Research output: Contribution to journalArticle

55 Scopus citations

Abstract

Motivated by risk management problems with barrier options, we propose a flexible modification of the standard knock-out and knock-in provisions and introduce a family of path-dependent options: step options. They are parametrized by a finite knock-out (knock-in) rate, ρ. For a down- and-out step option, its payoff at expiration is defined as the payoff of an otherwise identical vanilla option discounted by the knock-out factor exp(-ρτ-B) or max(1 - ρ τ-B, 0), where τ-B is the total time during the contract life that the underlying price was lower than a prespecified barrier level (occupation time). We derive closed-form pricing formulas for step options with any knock-out rate in the range [0, ∞). For any finite knock-out rate both the step option's value and delta are continuous functions of the underlying price at the barrier.
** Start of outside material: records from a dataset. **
PR #1032, opened 2026-08-13
Don't build an index descriptor from a torn OIndex/OTable pair

akorotkov:
`Assert("tupdesc->natts == all_attrs")`, `o_tables.c:1009`, in the **standby checkpointer**:

```
CreateRestartPoint -> o_perform_checkpoint -> o_indices_foreach_oids
  -> checkpoint_tables_callback -> o_fetch_index_descr
  -> o_index_fill_descr -> o_tupdesc_load_constr
```

Twice on `arm64 / PG18 / pg_tests` in three days — runs
[31498780558](https://github.com/orioledb/orioledb/actions/runs/31498780558) (`all_attrs=2`, `fields_start=1`) and
[31616384031](https://github.com/orioledb/orioledb/actions/runs/31616384031) (`all_attrs=3`, `fields_start=0`) — both
`postgres: standby_1: checkpointer`. This is the assert fabd3eac added on the
suspicion that the two records could diverge. They do.

### What is torn

A primary index descriptor is assembled from two sys-tree rows:

* the leaf tuple descriptor from the **OIndex** record, and
* `missing[]` plus `primary_init_nfields` from the **OTable** record.

A DDL writes them one after the other — `o_indices_update()` first,
`o_tables_update()` second — and a caller that names the table by OIDs alone
re-reads both here under `o_non_deleted_snapshot`, which shows uncommitted
rows. The read can therefore land between the two writes and pair a new OIndex
with the old OTable.

### Why only the standby

On the primary the window is closed by `oTablesMetaLock`: the DDL holds it
SHARED across both writes, and `o_perform_checkpoint()` takes it EXCLUSIVE
around the whole `o_indices_foreach_oids()` walk. Recovery does not
participate — since 4e0aa762 `WAL_REC_O_TABLES_META_LOCK` deliberately does not
take the lock, because the enclosed modifies are applied in place against the
fuzzy sys-tree image — so on a standby a restartpoint walks straight into the
window.

### Why it matters beyond the assert

A torn pair is not merely inaccurate:

* `o_tupdesc_load_constr()` sizes `missing[]` from the OTable while
  `FreeTupleDesc()` frees it entry by entry according to the descriptor — the
  `pfree()` of a bogus pointer the assert's comment predicted, and a very
  plausible root for the rare checkpointer `FreeTupleDesc` MAXALIGN crash;
* `fillFixedFormatSpec()` reads `primary_init_nfields` attributes out of a
  descriptor that may be shorter — a plain out-of-bounds read.

---

## The fix

The pair carries its own answer. `make_primary_o_index()` and
`make_ctid_o_index()` stamp the new OIndex and the OTable's
`primary_ixversion` with the same value, and every `o_indices_update()` call
site writes the OTable immediately after. Equal versions mean one incarnation;
unequal ones mean exactly the window above. So the check is a single
comparison of `OIndexDescr.version` against `OTable.primary_ixversion`.

That needs the version to actually reach the descriptor, which it did not:

### 1. The incarnation version never reached the descriptor (f116eb09)

`deserialize_o_index()` took the version from the key the caller *asked* with.
OID-only callers ask with `O_TABLE_INVALID_VERSION`, so `OIndexDescr.version`
was version-unknown on every such path — nothing to compare. `*found_key` is
the key of the chunk actually read and carries the real version, exactly as
`o_tables_get_extended()` already uses for OTable. Only the version is taken
from it: its OIDs are not necessarily the requested ones (see the note below),
and callers identify a descriptor by the OIDs they asked for.

This also sharpens `get_index_descr()`'s cache check: until now a descriptor
built by an OID-only fetch stored version-unknown, so a later fetch naming a
version never matched it and rebuilt the descriptor every time.

### 2. The version check itself (ea5b5fe2)

Replaces the structural comparison (`natts`, per-field `byval`/`typlen`) the
first commit used. Structural equality is enough for memory safety but is not
what "the same incarnation" means — an `ALTER COLUMN TYPE` between two
by-value 4-byte types produces a torn pair it accepts. The structural
predicate stays as the assertion inside `o_tupdesc_load_constr()`, now static
and assert-only, since equal versions imply it.

**Over the regression suite the version check refuses five pairs the structural
one passed — every one an OIndex exactly one incarnation ahead of its OTable.**

---

## Dropped from this PR: making reloid part of the OIndex key

An earlier revision of this branch also made `o_index_chunk_cmp()` compare
`reloid`, because `(datoid, spcoid, relnode)` is not a relation identity —
relfilenumbers are reused, and a lookup for an index with no record of its own
silently resolves to a neighbour's record on the same relnode, relabelled with
the requested OIDs. `o_tables_oids_indexes()` leans on exactly that when ALTER
TABLE reuses an index tree under a new `pg_class` entry (its `reuse_relnode`
branch skips both the delete and the add), so the change came with an
`o_indices_rekey()` to move the record to the new reloid.

**That does not work, and the reason is worth recording.** A churn run of this
branch ([31720227564](https://github.com/orioledb/orioledb/actions/runs/31720227564))
came back 32/32 `pg_tests` and 4/4 `dm_log_writes` green and **8/8
`check_page` red** — deterministic, not a flake:
`test_alter_column_type` (`indices_build_test.py:552`) reads the table empty
after `ALTER COLUMN TYPE` + `stop -m immediate` + restart.

Reduced to a two-statement repro, the tell is decisive: with a `CHECKPOINT`
between the ALTER and the crash the rows survive; without one they are gone.
So the loss is in **WAL replay**. Records written before the ALTER name the
tree by its old reloid, and once the OIndex record moves and the comparator
starts separating reloids, recovery can no longer resolve them and drops their
data silently. Recovery *depends* on the reloid-blind lookup.

Making reloid part of the tree identity therefore needs recovery to resolve a
tree without it (or an old→new mapping), which is well outside this PR. Filed
separately; the commit is dropped here.

### Testing

regress 48/48, isolation 35/35, `indices_build_test` 10/10, and the
deterministic `restartpoint_ddl_window_test` added here, which parks the
recovery leader inside the DDL's sys-tree window and drives a restartpoint over
it: it kills the standby without the fix and passes with it.

### DIFF
--- a/Makefile
+++ b/Makefile
@@ -230,6 +230,7 @@ TESTGRESCHECKS_PART_2 = test/t/checkpoint_concurrent_test.py \
 						test/t/recovery_item_rollback_test.py \
 						test/t/recovery_row_lock_test.py \
 						test/t/reindex_test.py \
+						test/t/restartpoint_ddl_window_test.py \
 						test/t/s3_test.py \
 						test/t/schema_test.py \
 						test/t/seq_scan_resowner_test.py \
--- a/src/catalog/o_indices.c
+++ b/src/catalog/o_indices.c
@@ -1379,9 +1379,53 @@ o_index_fill_descr(OIndexDescr *descr, OIndex *oIndex, void *o_table_source, OTa
 
 		if (oTable)
 		{
-			o_tupdesc_load_constr(descr->leafTupdesc, oTable, descr);
-			primary_init_nfields = palloc(sizeof(*primary_init_nfields));
-			*primary_init_nfields = oTable->primary_init_nfields;
+			/*
+			 * The leaf tuple descriptor above came from the OIndex record;
+			 * the constraints and primary_init_nfields come from the OTable
+			 * record.  Those are two separate sys-tree rows, and a DDL
+			 * updates them one after the other -- o_indices_update() first,
+			 * o_tables_update() second.
+			 *
+			 * A caller that handed us the OTable it already holds always sees
+			 * the pair whole.  A caller that named the table by OIDs alone
+			 * re-reads it here under o_non_deleted_snapshot, which shows
+			 * uncommitted rows, so it can catch a DDL between those two
+			 * writes and pair the new OIndex with the old OTable.  On the
+			 * primary oTablesMetaLock keeps the checkpointer out of that
+			 * window; recovery applies the enclosed modifies without taking
+			 * it, so on a standby a restartpoint walks right into it.
+			 *
+			 * A torn pair is not merely inaccurate.  o_tupdesc_load_constr()
+			 * would size missing[] from the OTable while FreeTupleDesc()
+			 * frees it by the descriptor, and fillFixedFormatSpec() would
+			 * read primary_init_nfields attributes out of a shorter
+			 * descriptor.  Everything those callers actually need comes from
+			 * the OIndex alone, so build that much and mark the descriptor
+			 * invalid: nobody gets handed it again, and the next fetch
+			 * re-reads a settled pair.
+			 *
+			 * The index incarnation version says whether the pair is whole.
+			 * make_primary_o_index()/make_ctid_o_index() stamp the new OIndex
+			 * and the OTable's primary_ixversion with the same value, and
+			 * every o_indices_update() call site writes the OTable right
+			 * after, so the two rows carry equal versions once both writes
+			 * have landed and unequal ones for exactly the window in between.
+			 * A caller that supplies the OTable it holds fetched the OIndex
+			 * by that same version (see o_table_descr_fill_indices()) and
+			 * oIndicesFetchCallback() returns only an exact version match, so
+			 * the equality holds there by construction.
+			 */
+			if (descr->version == oTable->primary_ixversion)
+			{
+				o_tupdesc_load_constr(descr->leafTupdesc, oTable, descr);
+				primary_init_nfields = palloc(sizeof(*primary_init_nfields));
+				*primary_init_nfields = oTable->primary_init_nfields;
+			}
+			else
+			{
+				Assert(source == oTableSourceContext);
+				descr->valid = false;
+			}
 			if (free_oTable)
 				o_table_free(oTable);
 		}
--- a/src/catalog/o_indices.c
+++ b/src/catalog/o_indices.c
@@ -1696,6 +1696,7 @@ o_indices_get_extended(ORelOids oids, OIndexType type,
 	{
 		OIndexChunkBoundKey boundKey;
 		OIndexChunkBoundKey *found_key = NULL;
+		OIndexChunkKey deserKey;
 		Size		dataLength;
 		Pointer		result;
 		OIndex	   *oIndex;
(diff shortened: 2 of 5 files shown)


akorotkov:
Added a deterministic test (`test/t/restartpoint_ddl_window_test.py`) and, with it, confirmation of the diagnosis.

It parks the recovery leader on the record that switches to the O_TABLES sys
tree — so an `ALTER TABLE ... ADD COLUMN`'s O_INDICES modifies are applied and
its O_TABLES ones are not — and then makes the standby take a restartpoint.
Nine seconds, deterministic: **without this PR's fix the standby aborts on
`Assert("tupdesc->natts == all_attrs")` on every run; with it, the test passes.**

Two details worth flagging:

* the primary `CHECKPOINT` is deliberately *before* the table exists. A standby
  cannot take a restartpoint until it has replayed a checkpoint record, and the
  restartpoint that record triggers must not be the one that caches this
  table's descriptor — `get_index_descr()` would then hand the cached copy back
  instead of reading the two sys-tree rows again.
* the `replay_on_record` stop event now pushes the record's type and, for a
  `WAL_REC_RELATION` naming a sys tree, that tree's number, so a test can say
  *where* to stop. Its existing user arms it match-all and is unaffected.

Independently, the churn harness reproduced the original crash twice in ~35
minutes on `main` (standby `rep_pg.log`, `CreateRestartPoint` →
`o_perform_checkpoint` → ... → `o_tupdesc_load_constr`), and has been running
on this branch since without a hit.

akorotkov:
Scope, after grepping every failed job of the last three days: this assert is
the dominant CI flake, not a PG18 curiosity. **Four hits across four different
branches, two majors and two check types:**

| run | branch | cell |
|---|---|---|
| [31477764124](https://github.com/orioledb/orioledb/actions/runs/31477764124) | `some_postgres_patches_improvements` | arm64, **17**, gcc, pg_tests |
| [31498780558](https://github.com/orioledb/orioledb/actions/runs/31498780558) | `main` | arm64, 18, clang, pg_tests |
| [31593135253](https://github.com/orioledb/orioledb/actions/runs/31593135253) | `seqscan-descr-pin-dropped-twice` | arm64, 18, clang, **sanitize** |
| [31616384031](https://github.com/orioledb/orioledb/actions/runs/31616384031) | `main` | arm64, 18, gcc, pg_tests |

Every one of them is `postgres: standby_1: checkpointer` in
`CreateRestartPoint`, which is exactly what the fix and the new test address.

akorotkov:
Churn validation so far: **24 completed iterations of the `pg_tests` workload
(primary + standby + create/drop-database churn + PG regress/isolation/
subscription) across 3 parallel instances, 76 minutes, zero hits.**

The baseline for comparison is the same harness on `main`, which produced the
assert **twice in ~35 minutes** (both `rep_pg.log`, both `CreateRestartPoint`).

The branch under churn is `main` + this PR + #1033, so the run is also evidence
that neither change regresses that workload. Leaving it running.

akorotkov:
The one red cell (`arm64/17/gcc valgrind_2`) is the `recovery_heap_verdict_test`
flake from `main` that #1031 fixes — same `'committed oxid' not found`, nothing
to do with this branch.

Worth recording from the same logs: **the new standby test passes under
valgrind in every valgrind_2 cell**, ~17 s each, including inside the job that
went red on the flake above. So the park-replay + restartpoint choreography
holds up at valgrind timings, not just locally.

As a result, they can be continuously hedged by trading the underlying asset and borrowing. Their risk management properties make step options attractive "no-regrets" alternatives to standard barrier options. As a by-product, we derive a dynamic almost-replicating trading strategy for standard barrier options by considering a replicating strategy for a step option with high but finite knock-out rate. Finally, a general class of derivatives contingent on occupation times is considered and closed-form pricing formulas are derived.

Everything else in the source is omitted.